YOUR TASK
Copy nothing but the lines below running from the line containing "of refactoring :)" through the line containing "Oh wow yeah", both end lines included.

Source records
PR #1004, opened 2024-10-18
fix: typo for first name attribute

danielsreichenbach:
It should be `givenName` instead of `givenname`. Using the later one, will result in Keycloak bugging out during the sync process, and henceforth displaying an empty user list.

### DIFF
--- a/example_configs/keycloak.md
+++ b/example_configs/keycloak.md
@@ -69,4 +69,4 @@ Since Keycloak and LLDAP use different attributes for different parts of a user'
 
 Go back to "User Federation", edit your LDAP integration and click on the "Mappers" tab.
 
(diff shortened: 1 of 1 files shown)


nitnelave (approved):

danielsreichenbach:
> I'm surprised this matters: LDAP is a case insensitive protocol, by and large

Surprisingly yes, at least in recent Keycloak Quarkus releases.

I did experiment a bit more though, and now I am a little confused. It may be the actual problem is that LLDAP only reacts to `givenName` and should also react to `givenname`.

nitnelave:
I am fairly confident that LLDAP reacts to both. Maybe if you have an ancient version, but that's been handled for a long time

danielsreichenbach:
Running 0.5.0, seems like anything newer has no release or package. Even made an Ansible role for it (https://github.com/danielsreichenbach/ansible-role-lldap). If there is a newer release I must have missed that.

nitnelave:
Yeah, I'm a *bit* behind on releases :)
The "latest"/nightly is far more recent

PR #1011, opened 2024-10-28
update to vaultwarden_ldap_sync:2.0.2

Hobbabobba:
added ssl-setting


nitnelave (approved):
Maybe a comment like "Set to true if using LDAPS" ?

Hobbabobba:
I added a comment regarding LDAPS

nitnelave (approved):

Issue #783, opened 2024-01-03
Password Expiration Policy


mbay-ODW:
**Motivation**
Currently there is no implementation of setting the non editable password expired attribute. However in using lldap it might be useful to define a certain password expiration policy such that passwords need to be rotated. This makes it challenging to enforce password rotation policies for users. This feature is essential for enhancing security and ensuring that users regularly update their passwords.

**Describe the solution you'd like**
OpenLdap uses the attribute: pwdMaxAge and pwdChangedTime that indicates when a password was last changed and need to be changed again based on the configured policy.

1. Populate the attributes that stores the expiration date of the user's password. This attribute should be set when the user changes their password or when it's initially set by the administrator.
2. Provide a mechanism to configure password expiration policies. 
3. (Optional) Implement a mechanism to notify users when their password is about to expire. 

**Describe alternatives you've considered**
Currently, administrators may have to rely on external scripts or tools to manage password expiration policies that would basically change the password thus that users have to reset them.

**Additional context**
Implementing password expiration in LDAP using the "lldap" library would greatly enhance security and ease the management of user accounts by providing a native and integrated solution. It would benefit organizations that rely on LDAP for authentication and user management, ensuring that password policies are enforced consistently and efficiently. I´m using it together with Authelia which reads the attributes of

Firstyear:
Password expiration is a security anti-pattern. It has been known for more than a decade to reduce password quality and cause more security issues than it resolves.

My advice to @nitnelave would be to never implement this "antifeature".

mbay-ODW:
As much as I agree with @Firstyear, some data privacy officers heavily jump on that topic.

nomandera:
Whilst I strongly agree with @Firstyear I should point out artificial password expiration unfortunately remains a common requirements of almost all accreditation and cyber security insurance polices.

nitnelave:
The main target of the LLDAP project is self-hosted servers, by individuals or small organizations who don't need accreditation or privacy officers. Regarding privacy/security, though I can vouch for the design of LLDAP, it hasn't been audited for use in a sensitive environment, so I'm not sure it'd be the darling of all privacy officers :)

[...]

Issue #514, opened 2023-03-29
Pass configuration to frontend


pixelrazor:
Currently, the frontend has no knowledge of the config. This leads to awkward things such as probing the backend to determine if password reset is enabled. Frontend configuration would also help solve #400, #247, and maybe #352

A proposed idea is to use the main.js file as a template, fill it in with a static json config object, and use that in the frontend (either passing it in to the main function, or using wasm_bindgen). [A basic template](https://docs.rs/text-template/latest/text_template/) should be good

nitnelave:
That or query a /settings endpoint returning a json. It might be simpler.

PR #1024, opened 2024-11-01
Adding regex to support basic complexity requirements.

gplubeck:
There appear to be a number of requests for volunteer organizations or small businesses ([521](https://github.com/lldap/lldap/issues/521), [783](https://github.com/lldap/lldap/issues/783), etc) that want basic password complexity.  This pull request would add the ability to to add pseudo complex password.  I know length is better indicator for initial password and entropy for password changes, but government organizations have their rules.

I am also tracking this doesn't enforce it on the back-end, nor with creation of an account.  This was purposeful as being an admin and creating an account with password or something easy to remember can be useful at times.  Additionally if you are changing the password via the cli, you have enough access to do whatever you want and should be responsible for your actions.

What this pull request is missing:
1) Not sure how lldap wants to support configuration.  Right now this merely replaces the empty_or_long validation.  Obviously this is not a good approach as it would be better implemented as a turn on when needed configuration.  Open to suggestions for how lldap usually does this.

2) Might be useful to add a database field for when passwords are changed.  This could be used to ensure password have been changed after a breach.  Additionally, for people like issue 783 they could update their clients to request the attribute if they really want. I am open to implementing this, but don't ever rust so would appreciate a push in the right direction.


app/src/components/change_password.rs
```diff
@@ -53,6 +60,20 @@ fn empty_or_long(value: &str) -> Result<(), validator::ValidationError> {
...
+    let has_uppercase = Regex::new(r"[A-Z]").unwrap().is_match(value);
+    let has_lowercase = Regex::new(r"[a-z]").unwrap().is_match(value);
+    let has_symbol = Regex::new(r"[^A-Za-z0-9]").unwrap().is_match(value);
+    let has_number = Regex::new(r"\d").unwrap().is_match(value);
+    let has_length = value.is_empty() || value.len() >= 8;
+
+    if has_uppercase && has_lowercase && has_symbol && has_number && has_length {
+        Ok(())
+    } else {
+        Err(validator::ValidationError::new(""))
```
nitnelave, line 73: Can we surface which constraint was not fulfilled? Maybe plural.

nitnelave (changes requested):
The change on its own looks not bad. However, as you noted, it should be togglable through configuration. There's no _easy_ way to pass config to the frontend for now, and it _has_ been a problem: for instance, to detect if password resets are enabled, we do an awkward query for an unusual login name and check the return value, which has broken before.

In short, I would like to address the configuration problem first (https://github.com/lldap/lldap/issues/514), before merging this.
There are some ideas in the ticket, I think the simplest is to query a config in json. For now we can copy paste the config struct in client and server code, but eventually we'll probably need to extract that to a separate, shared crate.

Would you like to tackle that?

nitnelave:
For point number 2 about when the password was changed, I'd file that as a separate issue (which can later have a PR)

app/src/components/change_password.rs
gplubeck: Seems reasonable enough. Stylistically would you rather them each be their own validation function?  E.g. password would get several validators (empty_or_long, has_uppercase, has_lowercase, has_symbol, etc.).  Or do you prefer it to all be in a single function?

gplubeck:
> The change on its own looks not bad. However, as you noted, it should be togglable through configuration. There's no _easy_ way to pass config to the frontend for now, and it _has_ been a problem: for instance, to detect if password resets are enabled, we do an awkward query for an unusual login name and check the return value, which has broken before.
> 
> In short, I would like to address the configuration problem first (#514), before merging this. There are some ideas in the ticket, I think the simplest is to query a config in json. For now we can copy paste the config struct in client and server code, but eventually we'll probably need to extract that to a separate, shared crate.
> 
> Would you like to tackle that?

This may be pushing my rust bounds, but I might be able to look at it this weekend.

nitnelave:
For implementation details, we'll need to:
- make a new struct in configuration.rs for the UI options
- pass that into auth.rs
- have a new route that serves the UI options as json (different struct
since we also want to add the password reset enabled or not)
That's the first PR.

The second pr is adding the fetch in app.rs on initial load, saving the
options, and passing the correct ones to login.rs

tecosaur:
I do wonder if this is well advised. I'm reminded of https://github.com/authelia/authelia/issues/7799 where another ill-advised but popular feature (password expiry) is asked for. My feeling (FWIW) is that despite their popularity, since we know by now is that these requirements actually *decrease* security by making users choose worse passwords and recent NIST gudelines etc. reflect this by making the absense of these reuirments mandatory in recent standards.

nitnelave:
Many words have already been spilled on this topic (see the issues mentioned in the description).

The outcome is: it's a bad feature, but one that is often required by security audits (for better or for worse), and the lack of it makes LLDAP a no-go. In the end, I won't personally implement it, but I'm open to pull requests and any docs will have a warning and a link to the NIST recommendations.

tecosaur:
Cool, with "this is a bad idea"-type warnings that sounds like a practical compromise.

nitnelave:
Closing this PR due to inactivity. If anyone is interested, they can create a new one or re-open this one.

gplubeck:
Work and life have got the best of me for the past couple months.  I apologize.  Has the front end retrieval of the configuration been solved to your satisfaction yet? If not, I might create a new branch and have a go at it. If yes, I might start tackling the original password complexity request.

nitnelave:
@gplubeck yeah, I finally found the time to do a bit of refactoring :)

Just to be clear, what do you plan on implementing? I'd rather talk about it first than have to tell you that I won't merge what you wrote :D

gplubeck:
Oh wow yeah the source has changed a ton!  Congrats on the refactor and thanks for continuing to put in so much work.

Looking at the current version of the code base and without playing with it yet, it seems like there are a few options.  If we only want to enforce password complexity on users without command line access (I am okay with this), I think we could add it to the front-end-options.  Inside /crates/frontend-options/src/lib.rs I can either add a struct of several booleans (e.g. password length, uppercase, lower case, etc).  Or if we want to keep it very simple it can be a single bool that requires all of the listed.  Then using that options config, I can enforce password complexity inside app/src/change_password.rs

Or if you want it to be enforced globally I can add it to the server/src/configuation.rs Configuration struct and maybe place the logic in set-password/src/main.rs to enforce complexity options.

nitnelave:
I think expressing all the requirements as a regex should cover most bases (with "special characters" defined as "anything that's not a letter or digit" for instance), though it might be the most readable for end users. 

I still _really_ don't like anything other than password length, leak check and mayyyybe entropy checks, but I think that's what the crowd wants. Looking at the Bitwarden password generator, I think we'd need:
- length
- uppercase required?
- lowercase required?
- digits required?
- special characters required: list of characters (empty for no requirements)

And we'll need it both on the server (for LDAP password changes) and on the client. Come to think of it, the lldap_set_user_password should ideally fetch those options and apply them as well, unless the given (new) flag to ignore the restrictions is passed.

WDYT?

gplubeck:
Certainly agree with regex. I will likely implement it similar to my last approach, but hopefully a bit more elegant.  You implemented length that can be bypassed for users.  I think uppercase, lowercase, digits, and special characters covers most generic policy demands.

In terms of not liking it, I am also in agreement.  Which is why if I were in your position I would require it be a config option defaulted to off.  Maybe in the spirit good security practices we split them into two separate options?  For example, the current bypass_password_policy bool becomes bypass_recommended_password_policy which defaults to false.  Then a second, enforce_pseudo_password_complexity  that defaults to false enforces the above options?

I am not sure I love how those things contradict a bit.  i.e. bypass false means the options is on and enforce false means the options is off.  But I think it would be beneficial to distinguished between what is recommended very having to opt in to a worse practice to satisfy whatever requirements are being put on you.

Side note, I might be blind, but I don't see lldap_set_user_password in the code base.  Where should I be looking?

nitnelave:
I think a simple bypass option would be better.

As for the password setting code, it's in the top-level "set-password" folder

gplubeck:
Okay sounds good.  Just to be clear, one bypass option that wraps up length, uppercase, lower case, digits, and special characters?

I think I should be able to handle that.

WRITTEN SOLUTION
@gplubeck yeah, I finally found the time to do a bit of refactoring :)

Just to be clear, what do you plan on implementing? I'd rather talk about it first than have to tell you that I won't merge what you wrote :D

gplubeck:
Oh wow yeah the source has changed a ton!  Congrats on the refactor and thanks for continuing to put in so much work.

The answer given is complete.